Late last year, within a small darkened screening room in the bowels of London-based visual effects company MPC’s studio, Iron Man director Jon Favreau invited a handful of journalists to a presentation of scenes from his upcoming live-action adaptation and reboot of Disney’s The Jungle Book.
However, to call it ‘live-action’ would be something of a misnomer.
Using motion-capture and digital creation techniques pioneered by James Cameron’s Avatar, Favreau has set out to create a photo-real tale – without ever stepping foot in a jungle. In fact young Neel Sethi, who plays Mowgli in the film, is the only real object on screen for a large percentage of the movie; every single frame digitally crafted by artists from special effects studios WETA and MPC, and hand-made to suit the film’s larger-than-life narrative.
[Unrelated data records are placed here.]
PR #3125, opened 2020-07-14
nix: fix boot-ship.nix

ryjm:


matildepark:
Honestly unsure who to tag in but @jtobin knows Nix stuff, I think ...

ryjm:
i think boot-ship.nix was just never updated to reflect the new nix organization - had this in my git stash for a while.

PR #3126, opened 2020-07-14
interface: add hot reload, dev server

matildepark:
Currently our Landscape build process relies on autocommitting with herb, or committing to your ship manually each time you make a change:

- You run `npm run build:dev`
- It compiles and copies the JS binary into your ship's pier
- You commit the new JS blob
- You shift-refresh the page so it isn't cached.

This PR amends this flow; you now run `npm run start` to start a webpack-dev-server. 

When you make changes to your source code, the index.js binary has hot reload enabled, and thus, refreshes the page for you. No further work necessary.

When you're actually shipping code, `npm run build:prod` continues to output the binary in `pkg/arvo`.

### DIFF
--- a/pkg/interface/config/webpack.dev.js
+++ b/pkg/interface/config/webpack.dev.js
@@ -22,26 +22,6 @@ class UrbitShipPlugin {
       'UrbitShipPlugin',
       async (compilation) => {
         const src = path.resolve(compiler.options.output.path, 'index.js');
-
-        return Promise.all(this.piers.map((pier) => {
-          const landscapeHtml = path.resolve(pier, 'app/landscape/index.html');
-          fs.readFile(landscapeHtml, 'utf8', (err, data) => {
-            if (err) {
-              return console.log(err);
-            }
-            const result = data.replace('/~landscape/js/index.js', 'http://localhost:9000/index.js');
-
-            if (data === result) {
-              return;
-            }
-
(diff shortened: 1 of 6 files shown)


pkg/interface/config/webpack.dev.js
```diff
@@ -77,12 +99,12 @@ module.exports = {
...
   devtool: 'inline-source-map',
-  // devServer: {
-  //   contentBase: path.join(__dirname, './'),
-  //   hot: true,
-  //   port: 9000,
-  //   historyApiFallback: true
-  // },
+  devServer: {
+    contentBase: path.join(__dirname, '../dist'),
+    hot: true,
```
liam-fitzgerald, line 104: we can probably get real hot reload by proxying 404s to localhost:80 or wherever. This would kinda fall down on a multi ship dev env though.

matildepark: ? maybe we can include that but with a comment to disable in multi-ship setups? I don't use multi-ship and it seems rare for FE development.

matildepark: I mean it's used for like, cross-ship chats and whatnot but usually the second ship doesn't receive the FE changes, it's just to model incoming stuff.

matildepark:
I'm going to amend this to not overwrite Landscape's html and use the dev server proxy method (and document this), standby...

“So often visual effects are seen as a thing where you just put it in a computer and it comes out,” Favreau admitted to his audience, with some note of sadness. “This is the most handmade film I’ve ever done, it’s just the tools are different. It’s like a mosaic, with everyone painting each individual tile.
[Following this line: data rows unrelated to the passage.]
PR #3129, opened 2020-07-15
interface: add HMR to hot reloading config

liam-fitzgerald:
Adds HMR to the hot reloading config. JS changes no longer require a refresh and appear instantly after the compilation has finished.

Bonus round: you can point `URL` at your own planet to test JS changes there.

### DIFF
--- a/pkg/interface/src/App.js
+++ b/pkg/interface/src/App.js
@@ -1,3 +1,5 @@
+import { hot } from 'react-hot-loader/root';
+import 'react-hot-loader';
 import * as React from 'react';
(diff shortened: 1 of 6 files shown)


pkg/interface/src/App.js
```diff
@@ -152,3 +154,5 @@ export default class App extends React.Component {
   }
 }
 
+export default hot(App);
```
matildepark, line 157: Does this affect production?

g-a-v-i-n: Also this is very very cool.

“It wasn’t a hand-off, like ‘Here’s a movie, put the animals in’. It’s not that. The visual effects artists were there on set.”
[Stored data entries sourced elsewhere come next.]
PR #3130, opened 2020-07-15
interface: show base hash

liam-fitzgerald:
Makes the base desk hash accessible through scry and then shows it in the status bar. Unfortunately, we can't scry this in the login page because we don't yet have a session to do scries with. 

Preview (see dhk61 in top right):
Screen Shot 2020-07-15 at 2 47 44 pm

Screen Shot 2020-07-15 at 2 48 03 pm

### DIFF
--- a/pkg/arvo/app/file-server.hoon
+++ b/pkg/arvo/app/file-server.hoon
@@ -223,7 +223,28 @@
   ==
 ::
 ++  on-leave  on-leave:def
-++  on-peek   on-peek:def
+++  on-peek   
+  |=  =path
+  ^-  (unit (unit cage))
+  |^
+  ?+  path  (on-peek:def path)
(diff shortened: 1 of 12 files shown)


matildepark:
I would move it to the bottom left of the Launch screen.

matildepark:
Oh also place the "fixes" stuff in the commit so it only closes the issue once it hits master, of course.

liam-fitzgerald:
Screen Shot 2020-07-16 at 10 17 40 am
Screen Shot 2020-07-16 at 10 17 21 am

updated preview cc @urcades

urcades:
yo @liam-fitzgerald ! this is beautiful/very ideal — it looks perfect in that corner.

I think there are some more vague-than-not ideas on how to embed this into the friendly command line drop down, but i can see this working for a very long time

galenwp:
Can we make it monospace?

The presentation started with a simple, short series of animations showing exotic birds flying onto and interacting with a branch in the jungle. The first test footage, clearly older, had an odd-sense of the uncanny valley – the bird’s motions realistic, but the actual render and digital model of the first bird looking ever-so-slightly like a videogame.
The second test footage, on the other hand, elicited a gasp from the captive, cynical audience. A startling blue bird flew in, looking like a deleted clip from a BBC One documentary, and earning a smug grin from Favreau himself. If there’s one thing for certain, the whole experience looks effortlessly fluid in motion.
The journalists were then treated to the first genuine clip from the film itself. The presentation opens on a watering hole, where we first meet Sethi’s Mowgli – an inspired piece of casting, looking like he simply jumped out of the original Disney feature. The focus, however, is on the introduction of Idris Elba’s Shere Khan. Stalking around the animals of the watering hole, sniffing out the “man-cub” in the midst, and threatening his life all in a handful of minutes, it’s a menacing set-up that still visually errs too far on the side of ‘only almost photo-real’.
The animals themselves look close enough that a half-hearted squint will see them become indistinguishable from the real thing. An obvious effect, too, is Favreau’s inspired focus on real animal behavioural patterns, the director making a point of not simply mapping animal features to a motion-captured human face.
The technique pays off in spades, with the film working at its best when the frame is filled entirely by digital creations. It is in the blending of Sethi’s Mowgli and this digital world that the aesthetic doesn’t wholly pay off. It’s close, closer than perhaps 90 percent of big-budget Hollywood movies, but still glaringly obvious.
Conceptually approached like an animated movie, Favreau expanded that “this process looked a lot like a Disney or Pixar movie in the beginning; it was all pencils and animatics”.
“Except we went to a motion-capture stage where I could direct the camera, the actors, and we had built sets that were, you know, the same shape as what you saw … And then we cut the movie together, and from then that’s where we started filming the live action segments – so we had to redo the movie again.
“I felt like I could direct it like I direct a regular movie.”
The final two sequences were introductions to two of the original animation’s fan-favourite characters; Baloo and King Louie. Bill Murray’s Baloo elicited cheers, clapping, and laughter from the audience, whilst Christopher Walken’s Louie was a silence-ushering presence.
Much of the film has notably been ‘scaled-up’, a subtle effect that sees Mowgli’s perilous position seem all the more lonesome and dangerous as the jungle and its inhabitants literally tower over him. But King Louie takes this concept to a whole other level, with Favreau and the visual effects teams drawing on a prehistoric ancestor of the orangutan to create an enormous, overbearing creature with the unmistakeable, distinctive voice of Walken lending a gloriously intimidating atmosphere to his scenes.
However, both brought up a fair question of just how much of the famous score will be featured in this darker interpretation. A balancing act that, Favreau says, was hard to accomplish: “It’s a tricky thing. Because you don’t want to make it a musical, because the moment it becomes a musical you lose an emotional connection. I think as audiences, generally, you want to feel like you’re emotionally invested.
“You don’t want to feel like you’re pulling the rug out from under the audience, but then again, these songs are classics. And so as a director, the one area I’m responsible for, where there’s no redundancy, is tone. If you like the tone of a film, that’s something you can squarely put on the director.”